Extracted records

········

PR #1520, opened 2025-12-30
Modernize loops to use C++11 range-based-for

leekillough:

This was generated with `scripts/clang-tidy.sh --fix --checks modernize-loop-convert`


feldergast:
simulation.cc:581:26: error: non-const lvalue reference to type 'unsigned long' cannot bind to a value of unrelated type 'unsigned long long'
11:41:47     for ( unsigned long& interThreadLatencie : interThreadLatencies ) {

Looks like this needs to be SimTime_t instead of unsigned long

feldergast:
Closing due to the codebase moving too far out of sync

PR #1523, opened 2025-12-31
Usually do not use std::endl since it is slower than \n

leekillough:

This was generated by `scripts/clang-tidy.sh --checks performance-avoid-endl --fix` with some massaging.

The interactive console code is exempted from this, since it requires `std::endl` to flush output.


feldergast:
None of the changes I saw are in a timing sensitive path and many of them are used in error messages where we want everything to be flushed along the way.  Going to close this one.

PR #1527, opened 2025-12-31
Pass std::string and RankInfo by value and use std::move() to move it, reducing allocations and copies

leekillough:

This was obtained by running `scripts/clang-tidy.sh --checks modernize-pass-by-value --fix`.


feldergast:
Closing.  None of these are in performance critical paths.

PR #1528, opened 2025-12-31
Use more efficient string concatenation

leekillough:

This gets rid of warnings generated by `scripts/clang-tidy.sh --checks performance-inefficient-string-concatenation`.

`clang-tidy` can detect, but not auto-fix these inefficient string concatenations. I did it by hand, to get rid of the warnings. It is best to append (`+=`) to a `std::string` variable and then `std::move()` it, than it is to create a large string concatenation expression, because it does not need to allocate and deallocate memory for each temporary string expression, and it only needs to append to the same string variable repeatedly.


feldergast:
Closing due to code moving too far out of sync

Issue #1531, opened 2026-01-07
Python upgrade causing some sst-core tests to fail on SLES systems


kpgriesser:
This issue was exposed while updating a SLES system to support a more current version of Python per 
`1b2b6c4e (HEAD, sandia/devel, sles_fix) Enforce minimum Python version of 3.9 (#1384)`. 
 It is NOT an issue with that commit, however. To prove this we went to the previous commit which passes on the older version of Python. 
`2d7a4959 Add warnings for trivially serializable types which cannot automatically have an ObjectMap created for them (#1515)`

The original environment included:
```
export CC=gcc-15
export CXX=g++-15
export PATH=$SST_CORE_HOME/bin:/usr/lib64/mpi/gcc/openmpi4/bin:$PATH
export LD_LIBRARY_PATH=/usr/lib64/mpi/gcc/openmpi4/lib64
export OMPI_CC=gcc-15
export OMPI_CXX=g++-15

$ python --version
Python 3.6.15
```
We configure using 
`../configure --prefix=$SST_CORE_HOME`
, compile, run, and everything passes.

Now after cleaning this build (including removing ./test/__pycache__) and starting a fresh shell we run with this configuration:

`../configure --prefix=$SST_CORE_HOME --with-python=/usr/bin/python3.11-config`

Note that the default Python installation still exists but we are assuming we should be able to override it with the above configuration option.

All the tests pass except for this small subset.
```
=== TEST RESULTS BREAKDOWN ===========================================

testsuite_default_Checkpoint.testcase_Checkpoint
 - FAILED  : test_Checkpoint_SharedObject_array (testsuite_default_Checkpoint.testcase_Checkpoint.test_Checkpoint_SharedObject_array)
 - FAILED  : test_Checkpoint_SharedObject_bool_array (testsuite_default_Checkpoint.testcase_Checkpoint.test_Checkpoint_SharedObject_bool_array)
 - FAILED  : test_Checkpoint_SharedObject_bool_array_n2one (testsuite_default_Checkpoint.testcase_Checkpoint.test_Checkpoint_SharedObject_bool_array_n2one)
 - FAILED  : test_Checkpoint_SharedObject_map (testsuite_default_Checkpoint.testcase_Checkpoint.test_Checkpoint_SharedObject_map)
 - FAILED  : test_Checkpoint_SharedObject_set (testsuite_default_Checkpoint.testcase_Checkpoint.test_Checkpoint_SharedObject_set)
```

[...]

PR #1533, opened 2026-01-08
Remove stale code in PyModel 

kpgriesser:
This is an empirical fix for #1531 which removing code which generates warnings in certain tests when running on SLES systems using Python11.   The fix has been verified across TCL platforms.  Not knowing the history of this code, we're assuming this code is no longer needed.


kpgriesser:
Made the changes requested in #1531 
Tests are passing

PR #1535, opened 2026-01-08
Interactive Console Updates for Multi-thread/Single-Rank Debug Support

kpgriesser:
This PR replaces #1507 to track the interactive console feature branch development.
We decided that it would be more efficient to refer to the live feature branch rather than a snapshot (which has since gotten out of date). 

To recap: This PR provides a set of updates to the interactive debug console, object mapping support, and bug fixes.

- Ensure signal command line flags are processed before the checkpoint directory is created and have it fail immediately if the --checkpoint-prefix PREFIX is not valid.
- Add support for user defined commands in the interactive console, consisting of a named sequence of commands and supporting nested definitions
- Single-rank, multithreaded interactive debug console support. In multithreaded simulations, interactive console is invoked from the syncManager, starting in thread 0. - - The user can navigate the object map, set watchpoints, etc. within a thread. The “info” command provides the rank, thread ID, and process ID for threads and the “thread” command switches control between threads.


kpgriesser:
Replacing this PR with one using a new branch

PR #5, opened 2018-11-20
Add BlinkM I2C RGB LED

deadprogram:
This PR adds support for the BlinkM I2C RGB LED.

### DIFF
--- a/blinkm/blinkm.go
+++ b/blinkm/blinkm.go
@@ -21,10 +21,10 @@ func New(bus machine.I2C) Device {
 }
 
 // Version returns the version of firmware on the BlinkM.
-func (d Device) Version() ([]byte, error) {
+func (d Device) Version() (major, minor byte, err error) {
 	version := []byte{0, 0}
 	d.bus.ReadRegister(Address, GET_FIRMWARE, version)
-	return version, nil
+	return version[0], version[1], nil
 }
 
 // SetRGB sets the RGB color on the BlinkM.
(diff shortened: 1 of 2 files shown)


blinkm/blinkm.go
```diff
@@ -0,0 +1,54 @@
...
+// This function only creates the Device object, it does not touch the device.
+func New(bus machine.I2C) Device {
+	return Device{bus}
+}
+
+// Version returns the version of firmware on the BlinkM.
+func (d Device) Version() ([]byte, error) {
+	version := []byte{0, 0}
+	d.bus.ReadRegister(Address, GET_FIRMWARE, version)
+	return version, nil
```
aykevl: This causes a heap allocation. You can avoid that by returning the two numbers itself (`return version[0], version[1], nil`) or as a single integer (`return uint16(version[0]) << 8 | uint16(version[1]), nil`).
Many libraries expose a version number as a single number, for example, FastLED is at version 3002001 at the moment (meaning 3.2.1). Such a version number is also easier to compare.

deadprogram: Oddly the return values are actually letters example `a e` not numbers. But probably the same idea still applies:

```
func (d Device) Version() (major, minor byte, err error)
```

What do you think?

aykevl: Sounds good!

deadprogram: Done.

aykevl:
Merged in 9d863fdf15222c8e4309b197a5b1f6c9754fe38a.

········

The task
Without changing anything, quote the lines from the top of the data to the line that contains "PR #1527, opened 2025-12-31", including that line.

Response to this exercise
PR #1520, opened 2025-12-30
Modernize loops to use C++11 range-based-for

leekillough:

This was generated with `scripts/clang-tidy.sh --fix --checks modernize-loop-convert`


feldergast:
simulation.cc:581:26: error: non-const lvalue reference to type 'unsigned long' cannot bind to a value of unrelated type 'unsigned long long'
11:41:47     for ( unsigned long& interThreadLatencie : interThreadLatencies ) {

Looks like this needs to be SimTime_t instead of unsigned long

feldergast:
Closing due to the codebase moving too far out of sync

PR #1523, opened 2025-12-31
Usually do not use std::endl since it is slower than \n

leekillough:

This was generated by `scripts/clang-tidy.sh --checks performance-avoid-endl --fix` with some massaging.

The interactive console code is exempted from this, since it requires `std::endl` to flush output.


feldergast:
None of the changes I saw are in a timing sensitive path and many of them are used in error messages where we want everything to be flushed along the way.  Going to close this one.

PR #1527, opened 2025-12-31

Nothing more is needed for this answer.